Fisch and Roiter continue, "We conclude that the run on money market funds unleashed in 2008 was animated by investors' (more particularly, institutional investors') fear over the loss of liquidity, not the loss of principal. Indeed, the liquidation of the Reserve Primary Fund -- which substantially delayed investors' access to their money despite the fact that their eventual losses were less than 1% -- bears this out. The measures we propose, accordingly, address liquidity concerns once a fund has broken the buck. A fund's board must promptly decide whether to operate the fund with a fluctuating NAV or liquidate the fund. If the former course is chosen, investors should be free to redeem their shares, just as investors in ultra-short bond funds would be able to do. If the latter course is chosen, a fund board does not need, and should not have, the unfettered right to suspend redemptions indefinitely. We propose that the SEC amend its rules to permit full suspension of redemptions for only two days following the breaking of the buck; for three days thereafter, suspension of redemptions should be limited to no more than 50% of a shareholder's shares. By this time, a fund board, having decided to liquidate the fund, should have also created a reserve account based on a reasonable estimate of the costs of liquidation and any losses in the disposition of fund assets.
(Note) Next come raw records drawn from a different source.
PR #80, opened 2024-08-03
refactor!: remove `DecompressedCommitment` from `VecCommitmentExt`

JayWhite2357:
# Rationale for this change

In the process of allowing for single table commitments, there is some refactoring needed of the commitment API. This PR simplifies it a bit to ease future PR complexity.

`DecompressedCommitment` was made redundant because every commitment is "decompressed" in the sense that there is no concept of compression in the traits.

This commit simply removes it, which consequently allows for a decent simplification of many of the commitment structures.

# Are these changes tested?

By existing tests

### DIFF
--- a/crates/proof-of-sql/src/sql/proof/proof_builder.rs
+++ b/crates/proof-of-sql/src/sql/proof/proof_builder.rs
@@ -4,7 +4,7 @@ use super::{
 };
 use crate::base::{
     bit::BitDistribution,
-    commitment::{CommittableColumn, VecCommitmentExt},
+    commitment::{Commitment, CommittableColumn},
     polynomial::{CompositePolynomial, MultilinearExtension},
     scalar::Scalar,
 };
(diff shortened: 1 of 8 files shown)


crates/proof-of-sql/src/sql/proof/proof_builder.rs
```diff
@@ -99,16 +99,19 @@ impl<'a, S: Scalar> ProofBuilder<'a, S> {
...
         &self,
         offset_generators: usize,
-        setup: &V::CommitmentPublicSetup<'_>,
-    ) -> V {
-        V::from_commitable_columns_with_offset(
+        setup: &C::PublicSetup<'_>,
+    ) -> Vec<C> {
+        let mut commitments = vec![C::default(); self.commitment_descriptor.len()];
+        C::compute_commitments(
+            &mut commitments,
```
tlovell-sxt, line 109: NIT: is it possible to compute the commitments into a `Vec<C>` directly if you import `VecCommitmentExt`?

```suggestion
        let commitments = Vec::<C>::from_committable_columns_with_offset(
```

tlovell-sxt (dismissed):

tlovell-sxt (approved):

Thereafter, shareholders in the fund should be free to redeem up to 90% of their shares, based upon a floating NAV reflecting the creation of the reserve account."
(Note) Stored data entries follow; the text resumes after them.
PR #74, opened 2024-07-31
feat: define `Add`, `Sub` and `Mul` for `OwnedColumn`

iajoiner:
# Rationale for this change
This PR is split out from #70 since it has become too large. The actual content of this PR (that is, what's not in #70) is here: https://github.com/spaceandtimelabs/sxt-proof-of-sql/pull/74/commits/e1667622c3db3b45af75dd1f1bf167f3e2a646e5

# What changes are included in this PR?

- Define `Add`, `Sub` and `Mul` for `OwnedColumn`

# Are these changes tested?
Yes.

PR #81, opened 2024-08-04
feat: add `expression_evaluation.rs` and add arithmetic to `proof_of_sql_parser::utility`

iajoiner:
# Rationale for this change
This PR replaces #56 since we made substantial changes to evaluations in #70, #74, #76 and #78. Please review #87 first or look at the second commit.

- add `PostprocessingEvaluator`
- add arithmetic to `proof_of_sql_parser::utility`

# Are these changes tested?
Yes

### DIFF
--- a/crates/proof-of-sql-parser/src/utility.rs
+++ b/crates/proof-of-sql-parser/src/utility.rs
@@ -53,6 +53,42 @@ pub fn or(left: Box<Expression>, right: Box<Expression>) -> Box<Expression> {
     })
 }
 
+/// Construct a new boxed `Expression` A + B
+pub fn add(left: Box<Expression>, right: Box<Expression>) -> Box<Expression> {
+    Box::new(Expression::Binary {
+        op: BinaryOperator::Add,
+        left,
+        right,
+    })
+}
+
+/// Construct a new boxed `Expression` A - B
+pub fn sub(left: Box<Expression>, right: Box<Expression>) -> Box<Expression> {
+    Box::new(Expression::Binary {
+        op: BinaryOperator::Subtract,
+        left,
+        right,
+    })
+}
+
+/// Construct a new boxed `Expression` A * B
+pub fn mul(left: Box<Expression>, right: Box<Expression>) -> Box<Expression> {
+    Box::new(Expression::Binary {
+        op: BinaryOperator::Multiply,
+        left,
+        right,
+    })
+}
+
+/// Construct a new boxed `Expression` A / B
+pub fn div(left: Box<Expression>, right: Box<Expression>) -> Box<Expression> {
+    Box::new(Expression::Binary {
+        op: BinaryOperator::Division,
+        left,
+        right,
+    })
+}
+
 /// Get table from schema and name.
 ///
 /// If the schema is `None`, the table is assumed to be in the default schema.
--- a/crates/proof-of-sql/src/base/database/expression_evaluation.rs
+++ b/crates/proof-of-sql/src/base/database/expression_evaluation.rs
@@ -1,0 +1,92 @@
+use super::{ExpressionEvaluationError, ExpressionEvaluationResult};
+use crate::base::{
+    database::{OwnedColumn, OwnedTable},
+    math::decimal::{try_into_to_scalar, Precision},
+    scalar::Scalar,
+};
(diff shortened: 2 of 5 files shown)


crates/proof-of-sql/src/sql/postprocessing/evaluate.rs
```diff
@@ -0,0 +1,252 @@
...
+        }
+    }
+
+    fn visit_column(&self, identifier: Identifier) -> PostprocessingResult<OwnedColumn<S>> {
+        Ok(self
+            .table
+            .inner_table()
+            .get(&identifier)
+            .ok_or(PostprocessingError::ColumnNotFound(identifier.to_string()))?
+            .clone())
```
JayWhite2357, line 56: I don't like this `clone`, but I'm not sure if there is an easy way to avoid it.

crates/proof-of-sql/src/sql/postprocessing/evaluate.rs
```diff
@@ -0,0 +1,252 @@
...
+                                let lhs = left.scalar_at(i).unwrap() * lhs_upscale_factor;
+                                let rhs = right.scalar_at(i).unwrap() * rhs_upscale_factor;
+                                lhs.signed_cmp(&rhs) != Ordering::Greater
+                            })
+                            .collect();
+                        Ok(OwnedColumn::Boolean(res))
+                    }
+                    _ => unreachable!(),
+                }
+            }
```
JayWhite2357, line 173: Can we leave this as `todo!()` for now and then add it back in a manner similar to the arithmetic. (i.e. don't do unneeded conversions.)

JayWhite2357, line 173: Two notes here.
1) I think this code should be as simple as `Ok(left.op_eq(&right)?)` or `Ok(column_eq(&left, &right)?)` or something to that effect. I really like the conciseness of the `Add/Subtract/Multiply/Division` branches.
2) This code should be rewritten to be similar to the `Add/Subtract/Multiply/Division` code in the sense that there shouldn't be needless conversions.

For now, maybe just leave it as `todo!()`, and get it with the next PR.

JayWhite2357 (changes requested):

crates/proof-of-sql/src/sql/postprocessing/evaluate.rs
```diff
@@ -0,0 +1,252 @@
...
+    }
+    /// Evaluates the given expression on the owned table and returns the result.
+    pub fn evaluate(&self, expr: &Expression) -> PostprocessingResult<OwnedColumn<S>> {
+        self.visit_expr(expr)
+    }
+}
+
+// Private interface
+impl<S: Scalar> PostprocessingEvaluator<S> {
+    fn visit_expr(&self, expr: &Expression) -> PostprocessingResult<OwnedColumn<S>> {
```
JayWhite2357, line 37: Since `PostprocessingEvaluator` is just a wrapper around `OwnedTable`, why not just make it an extension type? Saves a step when calling this code.
```suggestion
pub trait PostprocessingEvaluator {
    type Scalar: Scalar;
    fn evaluate(&self, expr: &Expression) -> PostprocessingResult<OwnedColumn<Self::Scalar>>;
}
impl<S: Scalar> PostprocessingEvaluator for OwnedTable<S> {
    type Scalar = S;
    fn evaluate(&self, expr: &Expression) -> PostprocessingResult<OwnedColumn<S>> {
        visit_expr(self, expr)
    }
}
fn visit_expr<S: Scalar>(
    table: &OwnedTable<S>,
    expr: &Expression,
) -> PostprocessingResult<OwnedColumn<S>> {
```

iajoiner: Good idea. If it is only going to be applied on `OwnedTable` anyway then we may as well put it in `owned_table_evaluation.rs` instead?

crates/proof-of-sql/src/sql/postprocessing/evaluate.rs
iajoiner: @JayWhite2357 I guess we can leave it as is for now?

JayWhite2357 (approved):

They add, "Our proposal would ameliorate concerns about runs because investors would know that a fund that has broken the buck would remain liquid, either because it will revert to a floating NAV or redemptions could be totally suspended for a maximum of two business days. The proposal would also create an additional incentive for investors who do not need immediately liquidity to stay in the fund because the reserve, once released, provides them with the prospect of greater recovery than those who redeem early."
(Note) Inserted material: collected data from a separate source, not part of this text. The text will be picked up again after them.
PR #82, opened 2024-08-05
fix: timestamp precision

drcapybara:
# Rationale for this change

Timestamp literals were parsed in seconds despite containing up to nanosecond precision. This caused a situation where equality and inequality queries would fail across the board. This is the first small PR to address this issue. Timestamps of varying, user supplied precisions are now parsed correctly.

- [x] cover precision match in literal conversion
- [x] add accessor methods for timestamp  
- [x] update test expectations

# Are these changes tested?

yes. next PR is to refactor existing timestamp tests into appropriate ast tests.

### DIFF
--- a/crates/proof-of-sql-parser/src/posql_time/timestamp.rs
+++ b/crates/proof-of-sql-parser/src/posql_time/timestamp.rs
@@ -16,10 +16,9 @@ pub struct PoSQLTimestamp {
 }
 
 impl PoSQLTimestamp {
-    /// Returns the number of non-leap seconds since
-    /// January 1, 1970 0:00:00 UTC (aka "UNIX timestamp").
-    pub fn timestamp(&self) -> i64 {
-        self.timestamp.timestamp()
+    /// Returns the combined date and time with time zone.
+    pub fn timestamp(&self) -> DateTime<Utc> {
+        self.timestamp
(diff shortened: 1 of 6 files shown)


crates/proof-of-sql-parser/src/posql_time/timestamp.rs
```diff
@@ -6,16 +6,31 @@ use serde::{Deserialize, Serialize};
...
-    pub timestamp: DateTime<Utc>,
+    timestamp: DateTime<Utc>,
 
     /// The precision of the datetime value, e.g., seconds, milliseconds.
-    pub timeunit: PoSQLTimeUnit,
+    timeunit: PoSQLTimeUnit,
 
     /// The timezone of the datetime, either UTC or a fixed offset from UTC.
-    pub timezone: PoSQLTimeZone,
+    timezone: PoSQLTimeZone,
```
iajoiner, line 15: Why did you do that? Getters and setters are usually boilerplate.

drcapybara: so that the fields cannot be changed after they are set. i.e. a timestamp parsed as seconds should not be able to be changed to milliseconds without the appropirate scaling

Finally, the two state, "As for a "capital buffer," the Commission, in our view, should permit but not require it. Money market fund shareholders, of course, hold equity, not debt, and a requirement for capital that is subordinated to common shares obscures, rather than clarifies, their status. In effect, a capital buffer would convert money market fund investors into holders of preferred shares, senior to a new subordinated equity class. If the marketplace wants that feature, the Commission could certainly revise its rules to permit such a capital structure. We doubt, however, the efficacy of a subordinated capital cushion that is likely to be only a modest one. Once a fund's portfolio, on a fair value basis, drops below 99.5 cents per share, investors are put on notice that the fund might not be able to sustain its $1 NAV. Knowing that the capital buffer is limited (somewhere between, perhaps, 0.5% to 3% of NAV), investors might have an extra incentive to redeem before the cushion is exhausted, thereby aggravating rather than reducing problems of collective action. In any event, their concern has to do with loss of liquidity, and it is this concern that our proposal addresses."